#### [Extracted entries]
PR #27, opened 2021-05-22
feat: adds smartrate functionality

Justintime50:
Adds the new `/smartrate` endpoint/method on the `Shipment` object.

**NOTE:** Unlike our other client libraries using the Smartrate functionality, this will not return the `result` key but instead just the direct list of smartrates.

Simply call `GetShipmentSmartrates` and provide the shipment ID and you'll be returned a list of smartrates like so:

```json
[
        {
            "carrier": "USPS",
            "carrier_account_id": "ca_123...",
            "created_at": "2021-05-04T21:15:59Z",
            "currency": "USD",
            "delivery_date": null,
            "delivery_date_guaranteed": true,
            "delivery_days": null,
            "est_delivery_days": null,
            "id": "rate_123...",
            "list_currency": null,
            "list_rate": null,
            "mode": "test",
            "object": "Rate",
            "rate": 0.01,
            "retail_currency": null,
            "retail_rate": null,
            "service": "First",
            "shipment_id": "shp_123",
            "time_in_transit": {
                "percentile_50": 2,
                "percentile_75": 3,
                "percentile_85": 4,
                "percentile_90": 4,
                "percentile_95": 4,
                "percentile_97": 4,
                "percentile_99": 4
            },
            "updated_at": "2021-05-04T21:15:59Z"
        },
    ]
```

A full code example would look like this:

```golang
smartrates, err := client.GetShipmentSmartrates("shp_123...")
if err != nil {
    fmt.Fprintln(os.Stderr, "error retrieving smartrates:", err)
    os.Exit(1)
    return
}

prettyJSON, err := json.MarshalIndent(smartrates, "", "    ")
if err != nil {
    fmt.Fprintln(os.Stderr, "error creating JSON:", err)
    os.Exit(1)
    return
}
fmt.Println(string(prettyJSON))
```

### DIFF
--- a/rate.go
+++ b/rate.go
@@ -7,30 +7,36 @@ import (
 
 // A Rate contains information on shipping cost and delivery time.
 type Rate struct {
-	ID                     string     `json:"id,omitempty"`
-	Object                 string     `json:"object,omitempty"`
-	Mode                   string     `json:"mode,omitempty"`
-	CreatedAt              *time.Time `json:"created_at,omitempty"`
-	UpdatedAt              *time.Time `json:"updated_at,omitempty"`
-	Service                string     `json:"service,omitempty"`
-	Carrier                string     `json:"carrier,omitempty"`
-	CarrierAccountID       string     `json:"carrier_account_id,omitempty"`
-	ShipmentID             string     `json:"shipment_id,omitempty"`
-	Rate                   string     `json:"rate,omitempty"`
-	Currency               string     `json:"currency,omitempty"`
-	RetailRate             string     `json:"retail_rate,omitempty"`
-	RetailCurrency         string     `json:"retail_currency,omitempty"`
-	ListRate               string     `json:"list_rate,omitempty"`
-	ListCurrency           string     `json:"list_currency,omitempty"`
-	DeliveryDays           int        `json:"delivery_days,omitempty"`
-	DeliveryDate           *time.Time `json:"delivery_date,omitempty"`
-	DeliveryDateGuaranteed bool       `json:"delivery_date_guaranteed,omitempty"`
-	EstDeliveryDays        int        `json:"est_delivery_dats,omitempty"`
+	ID                     string         `json:"id,omitempty"`
+	Object                 string         `json:"object,omitempty"`
+	Mode                   string         `json:"mode,omitempty"`
+	CreatedAt              *time.Time     `json:"created_at,omitempty"`
+	UpdatedAt              *time.Time     `json:"updated_at,omitempty"`
+	Service                string         `json:"service,omitempty"`
+	Carrier                string         `json:"carrier,omitempty"`
+	CarrierAccountID       string         `json:"carrier_account_id,omitempty"`
+	ShipmentID             string         `json:"shipment_id,omitempty"`
+	Rate                   string         `json:"rate,omitempty"`
+	Currency               string         `json:"currency,omitempty"`
+	RetailRate             string         `json:"retail_rate,omitempty"`
+	RetailCurrency         string         `json:"retail_currency,omitempty"`
+	ListRate               string         `json:"list_rate,omitempty"`
+	ListCurrency           string         `json:"list_currency,omitempty"`
+	DeliveryDays           int            `json:"delivery_days,omitempty"`
+	DeliveryDate           *time.Time     `json:"delivery_date,omitempty"`
+	DeliveryDateGuaranteed bool           `json:"delivery_date_guaranteed,omitempty"`
+	EstDeliveryDays        int            `json:"est_delivery_dats,omitempty"`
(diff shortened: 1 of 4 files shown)


rate.go
```diff
@@ -28,6 +28,11 @@ type Rate struct {
 	EstDeliveryDays        int        `json:"est_delivery_dats,omitempty"`
 }
 
+type Smartrate struct {
+	Rate
+	TimeInTransit map[string]interface{} `json:"time_in_transit,omitempty"`
+}
+
```
qeubar, line 35: Go was never really built for inheritance and this type of association usually leads to a lot of complications. For example one would assume that you can instantiate a `Smartrate` struct and initialize the `Rate` attributes as well but one would not be able to to (https://play.golang.org/p/mWvVQ9L2eus).

On the other hand, the use of `map[string]interface{}` to define a well documented json attribute goes against Go and this client library implementation. Technically the `time_in_transit` attribute is part of the `Rate` object according to our documentation: https://www.easypost.com/docs/api#smartrate

Here is what I recommend doing:
* Define `type TimeInTransit struct`
* Add `TimeInTransit` as an attribute under `type Rate struct`
* Debatable, define `type SmartRate Rate` to prettify the client library implementation

rate.go
```diff
@@ -40,3 +45,22 @@ func (c *Client) GetRateWithContext(ctx context.Context, rateID string) (out *Ra
 	err = c.get(ctx, "rates/"+rateID, &out)
 	return
 }
+
+type getShipmentSmartratesResponse struct {
+	Smartrate *[]*Smartrate `json:"result,omitempty"`
+}
+
```
qeubar, line 52: do this inside the `GetShipmentSmartRates` like all the other client funcs: https://github.com/EasyPost/easypost-go/blob/master/shipment.go#L180

rate.go
```diff
@@ -40,3 +45,22 @@ func (c *Client) GetRateWithContext(ctx context.Context, rateID string) (out *Ra
...
+// GetShipmentSmartrates fetches the available smartrates for a shipment.
+func (c *Client) GetShipmentSmartrates(shipmentID string) (out []*Smartrate, err error) {
```
qeubar, line 54: Since we are defining these on a shipment, they should be defined in `shipment.go` like the other shipment dependent funcs

qeubar (changes requested):

rate.go
Justintime50: We also have precedence to do this outside throughout the CL, is one better than the other? If so, what makes it more advantageous than the alternative? 

eg: https://github.com/EasyPost/easypost-go/blob/master/shipment.go#L234-L237

rate.go
Justintime50: Makes sense

rate.go
Justintime50: Ah nice.

rate.go
qeubar: heh there are just inconsistencies in this library.

now that I'm looking further, the `XXXWithContext` functions seems to be the reason for these inconsistencies and are not setup ideally.

Here's how are we should approach this going forward:
```
func (c *Client) GetShipmentSmartrates(shipmentID string) (out []*Rate, err error) {
	return c.GetShipmentSmartratesWithContext(nil, shipmentID)
}

func (c *Client) GetShipmentSmartratesWithContext(ctx context.Context, shipmentID string) (out []*Rate, err error) {
        res :=  struct {
	       Smartrates *[]*Rate `json:"result,omitempty"`
        }{Smartrates: &out}
	err = c.get(ctx, "shipments/"+shipmentID+"/smartrate", &res)
	return
}
```

qeubar: we can clean up the rest of the func implementations to follow the above convention in a followup

Justintime50: Aha, good to know. I've updated this and will file an issue to correct these.

shipment.go
```diff
@@ -290,6 +290,21 @@ func (c *Client) GetShipmentRatesWithContext(ctx context.Context, shipmentID str
 	return
 }
 
+// GetShipmentSmartrates fetches the available smartrates for a shipment.
+func (c *Client) GetShipmentSmartrates(shipmentID string) (out []*Rate, err error) {
```
qeubar, line 294: My spidy senses tell me that we should capitalize `SmartRates` to be fully CamelCased but I could be convinced otherwise.

Justintime50: I haven't in other libraries, in my mind, `Smartrate` is a single object/word/thought

qeubar: i don't have any strong feelings eitherway so i'll leave this up to your discretion

qeubar (approved):

qeubar:
thanks for adding this new functionality!

jontsai (approved):
LGTM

#### [Work instructions]
Lines in the data that include the word "would" should all be copied.

#### [Answer below]
A full code example would look like this:
qeubar, line 35: Go was never really built for inheritance and this type of association usually leads to a lot of complications. For example one would assume that you can instantiate a `Smartrate` struct and initialize the `Rate` attributes as well but one would not be able to to (https://play.golang.org/p/mWvVQ9L2eus).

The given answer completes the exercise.